Your life in calendars
If you casually strolled past the Greenbelt Gardens this past week, you may have noticed a slightly unusual sight: a young Spanish man seated at a desk, earnestly stenciling the letters and numbers of a calendar. If you had looked a little more closely, you may have been surprised to see that the calendar he is working on is for the year 2071!
The artist is Ampparito, well known back in Spain for thought-provoking, humorous, and entertaining projects that are a cross between installation and performance. It is art outside the box, where everyday objects and experiences take on new meaning, unfold in all directions, and shake you out of your complacency for the ordinary. Never again will you take the mundane for granted.
Take, for example, Ampparito’s orange tree on a sidewalk. If you were to plant such a tree in a public space, what is to stop people from picking all the oranges? The artist then constructed a metal cage for the tree, measuring plenty of hands and oranges so that if a child were to put their hand through the bars and grasp an orange, he or she would not be able to pull it out!
In another instance, Ampparito and his team repainted the rusty gate of a factory that had been closed for 33 years. Back then, a thousand workers would pass through those gates every day. Ampparito was able to track down nine of these people and asked them to recall the original shade of green of the gate. Since almost all chose different shades, the team mixed all the shades together and repainted the gate with the result. It was about working with different memories, blending them into new shades of green, to come out with something similar to the truth.
Another thought-provoking project was his take on the practice of putting signs on cars saying “no hay nada de valor” (there is nothing of value). Beyond installing alarms and other deterrents to theft, this makes an appeal to the would-be thief not to waste his time, and also to spare the car owner from having to replace the glass. Ampparito made giant versions of the sign, putting them on street walls, billboards, and even horses in fields. Some locations almost got them into trouble, as you may imagine (“Why are you putting that outside my house?? I’m going to call the police! I’m going to come back with three people and beat you up!”). The artist then ponders that perhaps there really was something of value in that house.
We should not be surprised, then, that the performance of stenciling calendars up to the year 2099 while seated outside the Ayala Museum would lead to something similarly provocative at Art Fair Philippines. When the fair opens privately on Feb. 5 and then to the public on Feb. 6, you may expect that Ampparito’s 75 years’ worth of calendars will be hard to miss. The artist is playing around with many ideas of how they can be displayed—in lines? Wrapped around the stairs? Covering an entire wall or just in groups at eye level, so the dates and years can be clearly seen?

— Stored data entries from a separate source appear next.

PR #614, opened 2025-04-25
NH-104999 Fully remove extension from linting, builds

tammy-baylis-swi:
Fully remove extension mentions from linting, builds.

### DIFF
--- a/solarwinds_apm/api/__init__.py
+++ b/solarwinds_apm/api/__init__.py
@@ -33,7 +33,7 @@ def set_transaction_name(custom_name: str) -> bool:
     config file.
 
     Any uppercase to lowercase conversions or special character replacements
-    are done by the platform. Any truncations are done by the core extension.
+    are done by the platform.
 
     :custom_name:str, custom transaction name to apply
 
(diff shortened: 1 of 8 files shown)


solarwinds_apm/api/__init__.py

What started this “Esperanza de Vida (Life Expectancy)” project, a combination of performance (drawing all the calendars of one’s life within a week) and installation, was the recent death of an uncle, which forced the artist to start thinking of life and mortality. But this is not necessarily a macabre exercise. There are many ways to look at being in a space where one of the calendars (inevitably) contains the day of your death. You could view it as all the years pertaining to life, and what you would do with those days. Where will we travel this year? Perhaps by this decade, your children will be married? What will technology bring 20 years from now? All the questions of your life.